Una bici eléctrica se mantiene, en lo esencial, como cualquier bici: cadena limpia, frenos a punto, neumáticos con presión. Pero el motor y la batería añaden algunas particularidades, y el empuje extra desgasta ciertos componentes más rápido de lo que harías a pie de pedal.
La transmisión sufre más
El motor mueve la bici con más fuerza que tus piernas solas, y esa fuerza extra recae sobre la cadena, los piñones y los platos, sobre todo en las eléctricas de motor central. La consecuencia es que la transmisión se estira y se gasta antes que en una bici sin motor. Por eso conviene limpiar y engrasar la cadena con más frecuencia, y revisar su desgaste para cambiarla antes de que arruine los piñones.
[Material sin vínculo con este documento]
PR #350, opened 2019-09-29
Add adjoints for symmetric/hermitian eigen/eigvals

sdaxen:
This PR adds adjoints for `eigen` and `eigvals` for `Hermitian` and real `Symmetric` matrices where all eigenvalues are unique. I don't know if/how we can support repeating eigenvalues. jax, TF, and (I think) Theano have the same limitation, but it would be nice if we didn't. 

Indirectly, this PR also adds support for `cos`, `sin`, `tan`, `cosh`, `sinh`, `tanh`, `log`, `acos`, `asin`, `atan`, `asinh`, and `sqrt` on real `Symmetric`/`Hermitian` matrices. A future PR will handle the complex Hermitian case for these functions, `acosh`/`atanh`, and repeated eigenvalues.

### DIFF
--- a/src/lib/array.jl
+++ b/src/lib/array.jl
@@ -447,6 +447,26 @@ end
   Ā = real.(VTF\(VT*F̄/VTF.*X)*VT)
   (Ā, )
 end
+@adjoint function LinearAlgebra.eigen(A::LinearAlgebra.RealHermSymComplexHerm)
+  dU = eigen(A)
+  return dU, function (Δ)
+    d, U = dU
+    d̄, Ū = Δ
+    if Ū === nothing
+      P = Diagonal(d̄)
+    else
+      F = inv.(d' .- d)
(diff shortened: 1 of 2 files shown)


sdaxen:
Triggering new Travis build

sdaxen:
This looks ready to merge to me unless anyone has feedback.

sdaxen:
I certainly can. I expect they'll fail though. A low rank matrix has multiple 0 eigenvalues, so it fails the unique eigenvalues constraint.

willtebbutt:
Thanks for adding the broken tests. I'm happy to merge once the failure on 1.3 is resolved. Is it obvious what's going on there?

sdaxen:
I think so. `reim` calls `real` on the matrix in non-broadcast mode. Type hacks version on some versions wants it to be broadcast.

PR #352, opened 2019-10-01
[WIP] Add adjoints for functions on Hermitian matrices

### LINKED ISSUE #340: exp broken for defective matrices
The current implementation for the adjoint of `exp` relies on the eigenvalues of its argument being distinct. This isn't always the case, and I've found examples in my work where I need the exponential of a matrix which is defective by construction, so this assumption doesn't hold.

I've hacked together a solution that works for my research (a slow but accurate differentiable Pade approximation -- this operation is not a computational bottleneck in my work) so it's not blocking for me. Would be nice to resolve though.

sdaxen:
This PR will add adjoints for the following functions of Hermitian and real symmetric matrices:
- [x] `exp`
- [x] `cos`
- [x] `sin`
- [x] `tan`
- [x] `cosh`
- [x] `sinh`
- [x] `tanh`
- [ ] `log`
- [ ] `acos`
- [ ] `asin`
- [x] `atan`
- [ ] `acosh`
- [x] `asinh`
- [ ] `atanh`
- [ ] `sqrt`

Their adjoints take an essentially identical form to one another. Along the way, I fixed #340 for generic matrices, since the current adjoint for `exp` using the eigendecomposition shares a similar form to the Hermitian cases.


sdaxen:
Ugh, this history got all screwed up somehow. Will start over with a clean branch.

PR #359, opened 2019-10-04
Add GPU CI

dhairyagandhi96:
Adds ability to work with the JuilaGPU CI setup on GitLab via Bors. Good to check compatibility with CUDA and the GPU stack. 

cc @MikeInnes

### DIFF
--- a/test/runtests.jl
+++ b/test/runtests.jl
@@ -31,13 +31,15 @@ end
   include("compiler.jl")
 end
 
-@info "Starting GPU intgeration tests..."
-if haskey(ENV, "CI_GITLAB_CUDA")
+
+using CUDAapi
+if has_cuda()
+  @info "Starting GPU intgeration tests..."
   @testset "CUDA tests" begin
     include("cuda.jl")
   end
 else
-  @info "ENV variable CI_GITLAB_CUDA not set - Skipping CUDA Tests"
+  @info "CUDA not found - Skipping CUDA Tests"
 end
 
 end
--- a/test/runtests.jl
+++ b/test/runtests.jl
@@ -39,7 +39,7 @@ if has_cuda()
     include("cuda.jl")
   end
 else
-  @info "CUDA not found - Skipping CUDA Tests"
+  @warn "CUDA not found - Skipping CUDA Tests"
 end
 
 end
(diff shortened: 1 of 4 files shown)


dhairyagandhi96:
bors try

dhairyagandhi96:
Fwiw https://gitlab.com/JuliaGPU/Zygote.jl/pipelines/86468772

dhairyagandhi96:
bors try

dhairyagandhi96:
Trying out https://forum.bors.tech/t/bors-stuck-pending-when-ci-completes/386

dhairyagandhi96:
bors try

dhairyagandhi96:
bors try-

dhairyagandhi96:
bors try

dhairyagandhi96:
bors try

dhairyagandhi96:
bors try-

dhairyagandhi96:
bors try

test/runtests.jl
```diff
@@ -31,4 +31,8 @@ end
   include("compiler.jl")
 end
 
+@testset "CUDA tests" begin
```
MikeInnes: You'll need to check that CUDA is available before running these, as in the Flux tests. It would be nice to also have a similar `@info` message to show whether we are doing GPU testing or not.

test/runtests.jl
```diff
@@ -31,8 +31,13 @@ end
   include("compiler.jl")
 end
 
-@testset "CUDA tests" begin
-  include("cuda.jl")
+@info "Starting GPU intgeration tests..."
+if haskey(ENV, "CI_GITLAB_CUDA")
```
MikeInnes: You can use CUDAapi to check that CUDA is set up – then GPU tests will run locally if cuda is available, too.

test/runtests.jl
dhairyagandhi96: Right, I've added that messaging. Wondering if I should use CUDAapi like we do with Flux

test/runtests.jl
dhairyagandhi96: Got my answer 👍

dhairyagandhi96:
bors try

MikeInnes:
Thanks @dhairyagandhi96!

Los frenos también trabajan más, porque la bici pesa más y va más rápida, así que las pastillas duran menos y conviene vigilarlas.
La batería, con mimo
- No la dejes vaciarse del todo ni la guardes meses al 100 %; lo ideal es almacenarla a media carga si no la vas a usar.
- Cárgala con su cargador, a temperatura ambiente, y evita extremos de calor o frío durante la carga.
- Limpia la bici sin lanzar agua a presión sobre el motor, la batería o los conectores; un chorro fuerte puede meter agua donde no debe.
Conviene también cuidar los contactos eléctricos, manteniéndolos limpios y secos, y revisar de vez en cuando que los cables del sistema no rocen ni estén pinzados.
Mi consejo: trata la cadena y los frenos como consumibles que tocarás más a menudo que en una bici normal, y la batería como la pieza cara que es. Con eso y una revisión anual en el taller, una e-bike da años de servicio sin sustos.